What does surrendering your uranium get you? Some really nice scientific kit

Tajoura.jpgAmong the latest tranche of Wikileaks memos are an intriguing batch out of Tripoli, detailing the scientific cooperation provided to Libya by the US in exchange for the surrendering its uranium centrifuge programme and highly enriched uranium (HEU) from its 10MW research reactor at the Tajura Nuclear Research Centre.

A memo released earlier this week describes how the Libyan government received a multi-million-dollar regional nuclear medical centre in exchange for surrendering its nuclear material and enrichment equipment. The 1,200 square meter, US$26 million centre includes a spanking new cyclotron and a Positron Emission Tomography (PET-CT) machine complete with mood lighting and music to help patients relax.

That’s not all the Libyans got in exchange for their nuclear ambitions. According to the memo, they also received equipment for a water desalinization project, water resource management software, and a virtual science library. The Italian government also helped them convert an old bioweapons facility into a factory capable of churning out HIV/AIDS drugs (though the memos questioned the Libyan’s sincere interest in the project).

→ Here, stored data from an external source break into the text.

PR #6190, opened 2026-03-17
[stdlib] Make Dict reserve the requested minimum capacity

martinvuyk:
Make Dict reserve the requested minimum capacity

Previously, `Dict(capacity=N)` applied `next_power_of_two(N)` directly, but the usable capacity before resizing is only `7/8` of the internal capacity. So `Dict(capacity=1000)` gave an internal capacity of `1024` but could only hold `1024 * 7 / 8 = 896` entries — less than the requested `1000`. This PR compensates by computing `next_power_of_two(ceildiv(capacity * 8, 7))`, ensuring the usable capacity meets or exceeds the requested amount.

### DIFF
--- a/mojo/stdlib/std/collections/dict.mojo
+++ b/mojo/stdlib/std/collections/dict.mojo
@@ -41,6 +41,7 @@ from std.compile import get_type_name
 from std.hashlib import Hasher, default_comp_time_hasher, default_hasher
 import std.format._utils as fmt
 from std.sys.intrinsics import likely
+from std.math import ceildiv
 
 from std.bit import count_trailing_zeros, next_power_of_two
 from std.memory import alloc, bitcast, memcpy, memset, pack_bits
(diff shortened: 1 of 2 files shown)


JoeLoser (approved):
Interesting find, thanks for the fix! Can we please update the commit message to say something along the lines of 

"Previously, `Dict(capacity=N)` applied `next_power_of_two(N)` directly, but the usable capacity before resizing is only 7/8 of the internal capacity. So Dict(capacity=1000) gave an internal capacity of 1024 but could only hold 1024 * 7 / 8 = 896 entries — less than the requested 1000. This PR compensates by computing `next_power_of_two(ceildiv(capacity * 8, 7))`, ensuring the usable capacity meets or exceeds the requested amount." 

Should there be a test that directly validates the contract — i.e., insert exactly N items into Dict(capacity=N) and assert no resize occurred? The current tests check _reserved() (raw capacity) but don't directly verify the "no resize" guarantee.

martinvuyk:
> Should there be a test that directly validates the contract — i.e., insert exactly N items into Dict(capacity=N) and assert no resize occurred? The current tests check _reserved() (raw capacity) but don't directly verify the "no resize" guarantee.

@JoeLoser I think the existing check_reserved tests already cover this, the reserved capacity should be equal to what is required given a load factor. What I did wonder while I was doing this is that maybe some people would like to define the load factor they will be using as a parameter for `Dict` at some point, so these tests would all need to use the parameter to check and be changed to `expected <= reserved` instead of strict equality

JoeLoser:
!sync

PR #6191, opened 2026-03-17
[stdlib] Add `Dict.__getitem_param__` to hash keys at comptime

martinvuyk:
Add `Dict.__getitem_param__` to hash keys at comptime

### DIFF
--- a/mojo/stdlib/std/collections/dict.mojo
+++ b/mojo/stdlib/std/collections/dict.mojo
@@ -537,7 +537,7 @@ struct DictEntry[
             key: The key of the entry.
             value: The value of the entry.
         """
-        self.hash = hash[HasherType=Self.H](key)
+        self.hash = hash[Self.H](key)
         self.key = key^
         self.value = value^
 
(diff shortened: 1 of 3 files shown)


martinvuyk:
> Mojo now has a simple and explicit policy: if a type implements a `__getitem_param__` or `__getattr_param__` method and the indices are valid parameter expressions (e.g. doesn't refer to a dynamic value as a subexpr), the compiler will pick it (but will not support a `__setitem__` pair).

@lattner Thoughts on enabling a `__setitem_param__` ? Besides being able to lift some of the `setitem` computations into compile time, I don't know if you guys would be able to solve this kind of ambiguity:
```
mojo/stdlib/test/collections/test_dict.mojo:1090:10: error: cannot call function that may raise in a context that cannot raise
        d["ct"] = 42
         ^~~~~~
```
I added this getter to compute the hash at compile time
```mojo
    def __getitem_param__[
        key: Self.K
    ](ref self) raises DictKeyError[Self.K] -> ref[self] Self.V:
        comptime h = hash[Self.H](key)
        return self._find_ref(h, materialize[key]())

    def __getitem__(
        ref self, ref key: Self.K
    ) raises DictKeyError[Self.K] -> ref[self] Self.V:
        return self._find_ref(hash[Self.H](key), key)

    def __setitem__(mut self, var key: Self.K, var value: Self.V):
        self._insert(key^, value^)
```
It would need the equivalent setitem (that does't raise) for compile time, or we need a way to make the compiler understand it should choose the runtime setitem

PR #6194, opened 2026-03-17
[stdlib] Simplify `Hashable` and `Hasher` traits fn signatures

martinvuyk:
Simplify `Hashable` and `Hasher` traits fn signatures

### DIFF
--- a/mojo/stdlib/std/hashlib/hash.mojo
+++ b/mojo/stdlib/std/hashlib/hash.mojo
@@ -70,12 +70,9 @@ trait Hashable:
     fields implement both traits correctly.
     """
 
-    def __hash__[H: Hasher](self, mut hasher: H):
+    def __hash__(self, mut hasher: Some[Hasher]):
         """Accepts a hasher and contributes to the hash value
         by calling the update function of the hasher.
-
-        Parameters:
-            H: Any Hasher type.
 
         Args:
             hasher: The hasher instance to contribute to.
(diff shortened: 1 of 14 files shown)


mojo/stdlib/std/hashlib/hash.mojo
```diff
@@ -95,7 +92,7 @@ trait Hashable:
 
 
 def hash[
-    T: Hashable, HasherType: Hasher = default_hasher
+    T: Hashable, //, HasherType: Hasher = default_hasher
 ](hashable: T) -> UInt64:
```
NathanSWard, line 96: Could this use `Some[Hasable]` here?
```
def hash[HasherType: Hasher = default_hasher](hashable: Some[Hashable])
```

NathanSWard (approved):
great cleanup! 😄 
Left a small comment about one of the methods - but I can also fix this internally!

mojo/stdlib/std/hashlib/hash.mojo
martinvuyk: There is one test in dict that binds the overload to a single alias (`comptime _hash_with_hasher`) and can't do it without that T to be explicitly left as unbound. So until we either remove that hurdle or allow comptime binding to overloads, this has to stay like this :/

NathanSWard: Ahh makes sense, thanks for the explanation :)

NathanSWard:
!sync

NathanSWard (approved):

PR #6195, opened 2026-03-17
[stdlib] [proposal] String iterators > List allocations APIs

martinvuyk:
[Forum link for discussion](https://forum.modular.com/t/proposal-string-iterators-list-allocations-apis/2856)

### DIFF
--- a/mojo/proposals/string-iterators.md
+++ b/mojo/proposals/string-iterators.md
@@ -1,0 +1,70 @@
+# String iterators > List allocations APIs
+
+date: 2026-03-17, status: proposed
+
+## Motivation
+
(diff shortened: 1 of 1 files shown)


NathanSWard:
Hey @martinvuyk !
After taking with the team I think we're good to green light this approach. I went ahead and opened a larger tracking issue here: https://github.com/modular/modular/issues/6359 to encapsulate all of the iterator types returned from the string functions.

The one thing that I'd hold off on for the initial implementation is the `StringSliceIterator`. I could see this potentially being useful, but let's first implement all of the iterator themselves and see if they can't compose better via more generic iterator adaptors.

PR #443, opened 2022-06-14
feat/442

bbonanno:
- Add awarenes of other witches
- Add awarenes of non-liquidable pairs to the witch
- Re-use custom error for 'vault already under auction'

### DIFF
--- a/packages/foundry/contracts/witch/WitchV2.sol
+++ b/packages/foundry/contracts/witch/WitchV2.sol
@@ -23,7 +23,7 @@ contract WitchV2 is AccessControl {
     using WDiv for uint256;
     using CastU256U128 for uint256;
 
-    error VaultAlreadyInAuction(bytes12 vaultId, address witch);
+    error VaultAlreadyUnderAuction(bytes12 vaultId, address witch);
     error VaultNotLiquidable(bytes12 vaultId, bytes6 ilkId, bytes6 baseId);
 
     event Auctioned(bytes12 indexed vaultId, uint256 indexed start);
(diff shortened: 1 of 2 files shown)


packages/foundry/contracts/witch/WitchV2.sol
```diff
@@ -110,17 +121,44 @@ contract WitchV2 is AccessControl {
         emit LimitSet(ilkId, baseId, max);
     }
 
+    /// @dev Governance function to set other liquidation contracts that may have taken vaults already.
+    /// @param a The address that may be set/unset as another witch
+    /// @param isWitch Is this address a witch or not
+    function setAnotherWitch(address a, bool isWitch) external auth {
```
alcueca, line 127:
```suggestion
    function setAnotherWitch(address witch, bool isWitch) external auth {
```

packages/foundry/contracts/witch/WitchV2.sol
```diff
@@ -110,17 +121,44 @@ contract WitchV2 is AccessControl {
...
         DataTypes.Vault memory vault = cauldron.vaults(vaultId);
+        if (vault.owner == address(this) || otherWitches[vault.owner]) {
+            revert VaultAlreadyUnderAuction(vaultId, vault.owner);
+        }
         DataTypes.Series memory series = cauldron.series(vault.seriesId);
+        if (ignoredPairs[vault.ilkId][series.baseId]) {
+            revert VaultNotLiquidable(vaultId, vault.ilkId, series.baseId);
+        }
+
+        require(cauldron.level(vaultId) < 0, "Not undercollateralized");
```
alcueca, line 160: Don't you want to make this an error as well?

alcueca (approved):
Minor changes, once fixed feel free to merge.

packages/foundry/contracts/witch/WitchV2.sol
bbonanno: Didn't wanna call it witch cause if isWitch is false makes no sense, I called it a for address cause we don't really know if it's a witch or not, but happy to change it if you feel strong about it

packages/foundry/contracts/witch/WitchV2.sol
bbonanno: I'd change all checks, but I think it should be it's own PR

packages/foundry/contracts/witch/WitchV2.sol
alcueca: Between `a` and `witch` I prefer the latter. You can also use something more generic such as `target` or `value` as long as it's a word.

PR #445, opened 2022-06-16
Remove `pool.buyBasePreview` from `ladle.serve`

### LINKED ISSUE #424: Ladle.serve doesn't need a `buyBasePreview`
`pool.buyBase` returns the fyToken paid, so there is no need for a `buyBasePreview`:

The memos also show that the world of scientific cooperation does not always go smoothly. On the 25 of November, 2009, the US embassy in Tripoli fired off a Secret memo warning of potential crisis in Libya. Four days earlier, the nation’s last 5.2 kilogrammes of Highly Enriched Uranium (HEU), was scheduled to leave the country on a Russian Antonov 124-100 cargo aircraft. The operation to take the fuel back to Russia, its country of origin, and convert the reactor to low enriched uranium was similar to one that I reported on late last year in Poland (in fact some of the same US Department of Energy officials were involved).


But unlike the Poland operation, things were not going smoothly. The Libyans were refusing to move the seven five-tonne casks that contained the HEU fuel. After days of delay, the Russian aircraft had turned back. DOE experts were warning that, if the casks were not moved by the end of December, they could crack, leaking their radioactive contents into the open.

Five days later, a second memo detailed a meeting between Embassy officials and Saif al-Islam al-Qadhafi, a son of the long-running dictator Muammar al-Qadhafi. Saif told officials that Libya was “fed up” with the way it was being treated by America. Among the long list of grievances was the US’s delay in helping with the nuclear medicine facility and other civil nuclear cooperation programmes.

Eventually the tussle did get cleared up (indeed Ali Gashut, the head of Libya’s Atomic Energy Establishment seemed “embarrassed” by the whole affair), and the HEU left the country. But the incident does illustrate how scientific cooperation is not always as smooth and loving as advocates make it out to be.

There’s another interesting subtext to the memos: The Libyans don’t seem to have used their new scientific kit very effectively. The medical centre was understaffed, and equipment for the desalination project was still in its boxes during an October 2009 visit.